Content starts

PR #1256, opened 2026-08-22
Remove the inner checks that cannot be false

Pranav-error:
`ssh_storage_backup_execute()` and `link_execute()` both walk the backup list with `next_newest == -1` **in the for condition**:

```c
for (int j = number_of_backups - 2; j >= 0 && next_newest == -1; j--)
{
   if (pgmoneta_is_backup_struct_valid(server, backups[j]))
   {
      if (next_newest == -1)   /* always true when reached */
      {
         next_newest = j;
      }
   }
}
```

The inner test can only be reached while the loop condition still holds, so it is always true; and once it assigns, the loop condition ends the loop before the next body runs. Removing it keeps the same first-match behaviour.

cppcheck 2.21.0 reports these as `identicalInnerCondition` and reports neither after. No behaviour change, so nothing to test beyond a clean build; `clang-format` reports no changes.

Dropped the `uselessAssignmentPtrArg` half of the original PR per @jesperpedersen — `p = NULL;` after `free(p)` is a house convention here, so those three lines are restored.

### DIFF
--- a/src/libpgmoneta/se_ssh.c
+++ b/src/libpgmoneta/se_ssh.c
@@ -328,10 +328,7 @@ ssh_storage_backup_execute(char* name __attribute__((unused)), struct art* nodes
       {
          if (pgmoneta_is_backup_struct_valid(server, backups[j]))
          {
-            if (next_newest == -1)
-            {
-               next_newest = j;
-            }
+            next_newest = j;
          }
       }
    }
--- a/src/libpgmoneta/wf_link.c
+++ b/src/libpgmoneta/wf_link.c
@@ -142,10 +142,7 @@ link_execute(char* name __attribute__((unused)), struct art* nodes)
          if (pgmoneta_is_backup_struct_valid(server, backups[j]) &&
              backups[j]->major_version == backups[number_of_backups - 1]->major_version)
          {
-            if (next_newest == -1)
-            {
-               next_newest = j;
-            }
+            next_newest = j;
          }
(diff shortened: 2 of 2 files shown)


jesperpedersen:
@Pranav-error `p = NULL;` is a house convention

Pranav-error:
Understood — restored all three `p = NULL;` lines and dropped that half of the PR. It is now only the two `identicalInnerCondition` cleanups in `se_ssh.c` and `wf_link.c`, where the same test is already in the enclosing `for` condition. Retitled to match, force-pushed as `24f184c`.

Pranav-error:
`build-linux (clang, Debug, 14)` is red, and it is not from this change.

It did not fail a test — the step hung. Every test that ran passed; the log stops after `test_pgmoneta_delete_force_retained_backup_rejects_regular_delete [PASS]` and then `The action 'Run Tests' has timed out after 45 minutes`.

Content ends

§ TASK GOAL
All lines above that contain the word "always" are to be copied.

§ TASK RESULT
      if (next_newest == -1)   /* always true when reached */
The inner test can only be reached while the loop condition still holds, so it is always true; and once it assigns, the loop condition ends the loop before the next body runs. Removing it keeps the same first-match behaviour.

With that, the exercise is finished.